THE TASK → Going down the listing below, print exactly each line from the one with "PR #424, opened 2022-06-07" up to and including the one with "ghost: instead of", and skip the rest.

INPUT DATA →
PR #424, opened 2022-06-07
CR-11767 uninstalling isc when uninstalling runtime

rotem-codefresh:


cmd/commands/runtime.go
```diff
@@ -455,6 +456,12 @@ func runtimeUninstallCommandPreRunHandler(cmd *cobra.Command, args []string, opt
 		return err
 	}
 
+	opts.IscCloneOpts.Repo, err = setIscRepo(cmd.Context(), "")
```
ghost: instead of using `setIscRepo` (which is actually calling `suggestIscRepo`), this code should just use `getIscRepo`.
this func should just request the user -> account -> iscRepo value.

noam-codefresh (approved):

==

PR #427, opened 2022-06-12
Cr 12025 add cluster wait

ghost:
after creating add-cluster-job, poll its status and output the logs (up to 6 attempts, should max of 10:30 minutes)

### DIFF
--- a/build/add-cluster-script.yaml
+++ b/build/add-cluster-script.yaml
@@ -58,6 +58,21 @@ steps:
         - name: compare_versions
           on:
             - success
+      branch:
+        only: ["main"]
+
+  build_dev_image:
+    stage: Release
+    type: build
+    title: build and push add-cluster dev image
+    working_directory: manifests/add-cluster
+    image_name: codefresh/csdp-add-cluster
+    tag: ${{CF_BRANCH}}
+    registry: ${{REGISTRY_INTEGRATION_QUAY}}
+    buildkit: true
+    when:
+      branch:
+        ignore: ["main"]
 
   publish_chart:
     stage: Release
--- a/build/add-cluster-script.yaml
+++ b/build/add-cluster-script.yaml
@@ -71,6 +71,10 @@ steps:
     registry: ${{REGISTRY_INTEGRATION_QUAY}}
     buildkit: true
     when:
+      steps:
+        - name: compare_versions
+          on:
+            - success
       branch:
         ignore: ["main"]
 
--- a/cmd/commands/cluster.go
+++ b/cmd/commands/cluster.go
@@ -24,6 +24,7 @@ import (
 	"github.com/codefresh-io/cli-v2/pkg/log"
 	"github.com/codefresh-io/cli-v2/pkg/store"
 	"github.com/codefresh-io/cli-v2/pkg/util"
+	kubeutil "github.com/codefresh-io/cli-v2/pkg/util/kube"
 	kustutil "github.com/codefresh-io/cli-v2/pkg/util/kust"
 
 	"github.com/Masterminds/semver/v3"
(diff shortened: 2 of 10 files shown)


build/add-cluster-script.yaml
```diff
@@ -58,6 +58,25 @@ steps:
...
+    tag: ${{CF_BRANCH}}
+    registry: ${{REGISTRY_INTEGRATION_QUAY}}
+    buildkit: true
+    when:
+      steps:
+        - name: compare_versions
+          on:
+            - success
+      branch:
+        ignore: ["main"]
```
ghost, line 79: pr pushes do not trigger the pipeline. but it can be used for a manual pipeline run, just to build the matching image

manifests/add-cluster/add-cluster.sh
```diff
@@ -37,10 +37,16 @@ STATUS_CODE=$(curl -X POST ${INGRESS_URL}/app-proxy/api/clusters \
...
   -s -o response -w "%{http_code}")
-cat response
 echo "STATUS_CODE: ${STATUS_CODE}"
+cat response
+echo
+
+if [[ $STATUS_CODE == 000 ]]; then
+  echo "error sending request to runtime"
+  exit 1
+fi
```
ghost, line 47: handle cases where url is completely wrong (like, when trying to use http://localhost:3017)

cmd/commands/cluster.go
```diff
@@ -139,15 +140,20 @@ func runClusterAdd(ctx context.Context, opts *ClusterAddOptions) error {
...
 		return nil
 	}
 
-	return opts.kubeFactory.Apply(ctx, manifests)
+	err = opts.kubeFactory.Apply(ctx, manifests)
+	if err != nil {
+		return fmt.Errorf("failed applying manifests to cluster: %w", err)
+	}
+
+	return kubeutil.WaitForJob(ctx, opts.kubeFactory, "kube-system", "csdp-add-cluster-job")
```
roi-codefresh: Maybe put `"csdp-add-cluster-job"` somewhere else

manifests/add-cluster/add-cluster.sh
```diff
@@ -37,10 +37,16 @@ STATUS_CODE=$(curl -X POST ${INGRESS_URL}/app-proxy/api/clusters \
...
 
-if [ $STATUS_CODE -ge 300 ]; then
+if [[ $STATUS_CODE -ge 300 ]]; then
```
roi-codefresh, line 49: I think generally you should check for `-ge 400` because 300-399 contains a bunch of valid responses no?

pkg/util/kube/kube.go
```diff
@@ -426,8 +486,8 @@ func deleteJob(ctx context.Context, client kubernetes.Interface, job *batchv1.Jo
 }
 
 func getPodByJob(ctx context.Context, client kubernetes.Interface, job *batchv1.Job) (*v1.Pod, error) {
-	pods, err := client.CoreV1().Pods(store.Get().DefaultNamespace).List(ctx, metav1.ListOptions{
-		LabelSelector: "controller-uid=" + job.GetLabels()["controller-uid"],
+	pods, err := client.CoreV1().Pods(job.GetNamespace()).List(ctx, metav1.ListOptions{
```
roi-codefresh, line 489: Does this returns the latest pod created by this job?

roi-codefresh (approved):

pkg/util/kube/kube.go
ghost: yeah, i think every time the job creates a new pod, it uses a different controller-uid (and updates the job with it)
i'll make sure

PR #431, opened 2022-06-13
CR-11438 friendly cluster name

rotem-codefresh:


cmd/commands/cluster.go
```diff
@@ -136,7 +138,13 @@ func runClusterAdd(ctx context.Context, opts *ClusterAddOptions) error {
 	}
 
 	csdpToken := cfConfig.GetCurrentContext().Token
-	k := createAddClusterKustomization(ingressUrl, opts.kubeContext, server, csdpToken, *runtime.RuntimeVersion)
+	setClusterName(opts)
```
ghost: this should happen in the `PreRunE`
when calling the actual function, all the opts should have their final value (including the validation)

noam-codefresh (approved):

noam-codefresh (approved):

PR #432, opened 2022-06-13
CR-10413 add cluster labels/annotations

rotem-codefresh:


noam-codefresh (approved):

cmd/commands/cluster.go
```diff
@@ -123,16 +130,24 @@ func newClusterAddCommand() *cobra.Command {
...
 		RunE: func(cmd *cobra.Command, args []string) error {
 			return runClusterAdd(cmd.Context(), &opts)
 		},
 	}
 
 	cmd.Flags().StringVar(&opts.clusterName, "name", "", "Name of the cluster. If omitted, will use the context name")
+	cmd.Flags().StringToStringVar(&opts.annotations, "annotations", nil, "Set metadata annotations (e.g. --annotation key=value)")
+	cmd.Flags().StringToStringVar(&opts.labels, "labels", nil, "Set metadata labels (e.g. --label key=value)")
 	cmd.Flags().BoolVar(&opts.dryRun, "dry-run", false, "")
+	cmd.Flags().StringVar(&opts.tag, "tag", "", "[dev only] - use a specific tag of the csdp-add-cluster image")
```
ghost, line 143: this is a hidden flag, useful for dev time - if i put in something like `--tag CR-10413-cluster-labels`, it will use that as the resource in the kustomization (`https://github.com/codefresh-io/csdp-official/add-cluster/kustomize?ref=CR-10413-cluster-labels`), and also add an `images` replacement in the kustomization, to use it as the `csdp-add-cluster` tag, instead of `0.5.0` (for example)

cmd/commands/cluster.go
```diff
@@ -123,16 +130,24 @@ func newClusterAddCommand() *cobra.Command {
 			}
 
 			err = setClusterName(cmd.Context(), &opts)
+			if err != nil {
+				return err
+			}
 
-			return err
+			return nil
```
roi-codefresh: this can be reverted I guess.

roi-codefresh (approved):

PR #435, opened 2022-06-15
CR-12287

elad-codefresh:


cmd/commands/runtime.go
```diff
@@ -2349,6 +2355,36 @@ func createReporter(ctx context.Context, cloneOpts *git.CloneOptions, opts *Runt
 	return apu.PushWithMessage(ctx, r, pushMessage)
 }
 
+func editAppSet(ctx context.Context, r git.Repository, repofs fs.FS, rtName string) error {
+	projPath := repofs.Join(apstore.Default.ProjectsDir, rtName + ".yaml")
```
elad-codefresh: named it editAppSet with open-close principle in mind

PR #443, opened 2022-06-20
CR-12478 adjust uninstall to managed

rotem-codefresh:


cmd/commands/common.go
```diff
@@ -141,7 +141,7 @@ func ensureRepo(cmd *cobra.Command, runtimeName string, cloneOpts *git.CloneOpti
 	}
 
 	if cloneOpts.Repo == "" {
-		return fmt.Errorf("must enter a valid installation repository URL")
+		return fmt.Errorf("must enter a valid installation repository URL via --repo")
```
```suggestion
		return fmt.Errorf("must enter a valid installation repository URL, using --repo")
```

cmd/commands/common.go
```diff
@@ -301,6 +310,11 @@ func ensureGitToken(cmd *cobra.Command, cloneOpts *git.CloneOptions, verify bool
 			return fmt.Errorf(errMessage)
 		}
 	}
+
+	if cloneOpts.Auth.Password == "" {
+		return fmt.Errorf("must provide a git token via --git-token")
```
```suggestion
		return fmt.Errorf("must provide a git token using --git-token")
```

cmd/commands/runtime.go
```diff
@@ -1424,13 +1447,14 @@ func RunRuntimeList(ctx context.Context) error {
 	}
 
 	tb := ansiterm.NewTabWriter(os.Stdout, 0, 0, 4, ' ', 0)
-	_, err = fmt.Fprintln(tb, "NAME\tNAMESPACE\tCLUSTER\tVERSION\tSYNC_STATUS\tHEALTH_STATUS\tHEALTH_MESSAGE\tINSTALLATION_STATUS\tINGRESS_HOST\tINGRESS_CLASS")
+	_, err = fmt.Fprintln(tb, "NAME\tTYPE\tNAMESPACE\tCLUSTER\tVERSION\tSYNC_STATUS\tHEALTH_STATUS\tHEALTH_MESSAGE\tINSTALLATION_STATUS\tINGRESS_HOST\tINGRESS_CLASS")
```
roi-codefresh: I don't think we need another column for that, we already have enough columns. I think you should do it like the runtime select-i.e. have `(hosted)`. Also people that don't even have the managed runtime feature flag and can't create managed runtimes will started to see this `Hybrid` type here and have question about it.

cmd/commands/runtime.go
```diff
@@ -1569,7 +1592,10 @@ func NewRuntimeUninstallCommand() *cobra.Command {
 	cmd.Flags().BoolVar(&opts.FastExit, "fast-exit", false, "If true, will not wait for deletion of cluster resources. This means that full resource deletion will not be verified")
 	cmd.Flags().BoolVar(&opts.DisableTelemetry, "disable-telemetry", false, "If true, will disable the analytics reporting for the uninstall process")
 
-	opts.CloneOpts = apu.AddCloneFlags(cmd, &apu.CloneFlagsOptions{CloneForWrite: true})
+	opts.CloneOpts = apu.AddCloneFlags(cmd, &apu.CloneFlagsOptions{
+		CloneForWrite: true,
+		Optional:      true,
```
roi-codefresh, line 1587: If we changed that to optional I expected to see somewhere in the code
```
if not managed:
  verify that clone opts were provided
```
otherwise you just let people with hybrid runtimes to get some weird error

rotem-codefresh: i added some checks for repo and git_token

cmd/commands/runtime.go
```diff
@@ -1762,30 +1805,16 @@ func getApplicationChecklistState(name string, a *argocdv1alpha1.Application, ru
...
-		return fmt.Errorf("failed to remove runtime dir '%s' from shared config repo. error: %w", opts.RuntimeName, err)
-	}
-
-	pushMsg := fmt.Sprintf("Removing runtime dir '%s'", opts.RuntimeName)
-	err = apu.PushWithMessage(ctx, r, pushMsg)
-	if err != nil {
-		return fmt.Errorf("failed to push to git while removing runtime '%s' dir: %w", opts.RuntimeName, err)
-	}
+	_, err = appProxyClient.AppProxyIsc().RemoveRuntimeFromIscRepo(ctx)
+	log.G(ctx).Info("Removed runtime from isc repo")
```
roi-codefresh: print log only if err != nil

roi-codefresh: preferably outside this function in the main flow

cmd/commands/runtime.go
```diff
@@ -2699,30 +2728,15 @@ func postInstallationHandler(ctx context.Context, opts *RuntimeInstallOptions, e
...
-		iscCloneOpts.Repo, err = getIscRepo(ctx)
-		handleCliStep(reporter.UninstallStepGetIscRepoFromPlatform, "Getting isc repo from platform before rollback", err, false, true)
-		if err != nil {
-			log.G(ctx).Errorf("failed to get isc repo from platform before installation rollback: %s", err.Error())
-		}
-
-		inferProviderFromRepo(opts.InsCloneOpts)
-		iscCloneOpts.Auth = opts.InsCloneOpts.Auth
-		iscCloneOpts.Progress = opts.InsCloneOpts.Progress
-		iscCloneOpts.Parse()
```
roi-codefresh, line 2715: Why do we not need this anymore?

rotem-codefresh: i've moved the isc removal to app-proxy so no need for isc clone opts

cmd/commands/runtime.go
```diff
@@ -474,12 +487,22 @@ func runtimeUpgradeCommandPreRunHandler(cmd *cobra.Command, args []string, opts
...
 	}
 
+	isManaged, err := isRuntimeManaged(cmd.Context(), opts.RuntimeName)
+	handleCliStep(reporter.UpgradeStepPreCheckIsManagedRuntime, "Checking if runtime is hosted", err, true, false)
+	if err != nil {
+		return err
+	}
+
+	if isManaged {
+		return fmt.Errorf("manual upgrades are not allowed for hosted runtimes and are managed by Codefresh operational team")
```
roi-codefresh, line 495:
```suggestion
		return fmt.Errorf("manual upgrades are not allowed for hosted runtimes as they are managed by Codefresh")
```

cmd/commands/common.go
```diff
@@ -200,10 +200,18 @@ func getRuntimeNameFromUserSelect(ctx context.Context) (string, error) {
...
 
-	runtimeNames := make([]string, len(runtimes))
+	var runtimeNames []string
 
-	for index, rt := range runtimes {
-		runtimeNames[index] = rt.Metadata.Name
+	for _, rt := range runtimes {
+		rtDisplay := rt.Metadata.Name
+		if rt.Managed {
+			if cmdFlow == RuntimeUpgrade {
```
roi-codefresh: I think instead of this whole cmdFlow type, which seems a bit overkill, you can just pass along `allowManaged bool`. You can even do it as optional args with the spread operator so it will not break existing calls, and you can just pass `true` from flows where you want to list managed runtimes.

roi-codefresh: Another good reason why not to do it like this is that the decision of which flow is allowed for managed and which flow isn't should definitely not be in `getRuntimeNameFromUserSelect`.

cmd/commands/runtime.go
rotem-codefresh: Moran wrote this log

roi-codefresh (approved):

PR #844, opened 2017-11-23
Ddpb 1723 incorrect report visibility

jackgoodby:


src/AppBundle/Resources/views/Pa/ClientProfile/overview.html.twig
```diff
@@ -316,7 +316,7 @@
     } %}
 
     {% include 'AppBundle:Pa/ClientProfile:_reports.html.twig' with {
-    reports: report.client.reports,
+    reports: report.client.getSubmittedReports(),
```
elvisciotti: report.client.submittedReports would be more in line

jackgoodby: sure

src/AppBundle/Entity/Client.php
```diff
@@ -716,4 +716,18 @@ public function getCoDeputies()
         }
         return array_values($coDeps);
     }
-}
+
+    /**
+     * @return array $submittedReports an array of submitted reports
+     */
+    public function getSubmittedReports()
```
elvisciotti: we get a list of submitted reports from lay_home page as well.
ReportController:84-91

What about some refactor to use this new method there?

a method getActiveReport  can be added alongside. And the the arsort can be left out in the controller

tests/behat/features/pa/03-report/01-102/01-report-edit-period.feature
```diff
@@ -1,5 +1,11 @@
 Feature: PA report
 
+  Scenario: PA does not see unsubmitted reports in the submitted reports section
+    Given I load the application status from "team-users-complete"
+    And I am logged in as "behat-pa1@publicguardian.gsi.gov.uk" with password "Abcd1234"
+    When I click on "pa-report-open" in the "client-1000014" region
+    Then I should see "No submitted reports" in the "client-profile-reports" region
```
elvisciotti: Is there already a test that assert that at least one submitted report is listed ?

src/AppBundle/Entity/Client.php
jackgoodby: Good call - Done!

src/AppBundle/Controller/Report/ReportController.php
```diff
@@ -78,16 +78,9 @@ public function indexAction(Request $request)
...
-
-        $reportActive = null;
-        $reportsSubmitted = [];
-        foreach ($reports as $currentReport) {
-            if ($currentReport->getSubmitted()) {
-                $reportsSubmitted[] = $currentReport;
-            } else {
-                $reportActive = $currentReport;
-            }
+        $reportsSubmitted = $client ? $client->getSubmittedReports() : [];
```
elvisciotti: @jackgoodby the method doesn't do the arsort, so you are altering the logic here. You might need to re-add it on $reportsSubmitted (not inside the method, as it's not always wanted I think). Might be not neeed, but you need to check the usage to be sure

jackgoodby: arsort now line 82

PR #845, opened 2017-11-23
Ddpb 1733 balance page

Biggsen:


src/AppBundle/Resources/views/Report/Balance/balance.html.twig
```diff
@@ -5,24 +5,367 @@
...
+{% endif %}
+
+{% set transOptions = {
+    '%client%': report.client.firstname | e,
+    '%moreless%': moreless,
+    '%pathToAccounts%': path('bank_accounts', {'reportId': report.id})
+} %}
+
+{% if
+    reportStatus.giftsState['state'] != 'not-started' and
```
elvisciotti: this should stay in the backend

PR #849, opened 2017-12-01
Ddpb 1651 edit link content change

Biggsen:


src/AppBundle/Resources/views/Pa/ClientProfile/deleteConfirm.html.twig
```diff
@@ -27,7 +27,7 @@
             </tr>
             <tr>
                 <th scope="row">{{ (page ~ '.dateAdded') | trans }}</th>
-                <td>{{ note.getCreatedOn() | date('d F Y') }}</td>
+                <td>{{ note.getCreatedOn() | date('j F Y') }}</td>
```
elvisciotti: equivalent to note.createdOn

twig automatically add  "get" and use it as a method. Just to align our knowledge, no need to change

EXERCISE RESPONSE →
PR #424, opened 2022-06-07
CR-11767 uninstalling isc when uninstalling runtime

rotem-codefresh:


cmd/commands/runtime.go
```diff
@@ -455,6 +456,12 @@ func runtimeUninstallCommandPreRunHandler(cmd *cobra.Command, args []string, opt
 		return err
 	}
 
+	opts.IscCloneOpts.Repo, err = setIscRepo(cmd.Context(), "")
```
ghost: instead of using `setIscRepo` (which is actually calling `suggestIscRepo`), this code should just use `getIscRepo`.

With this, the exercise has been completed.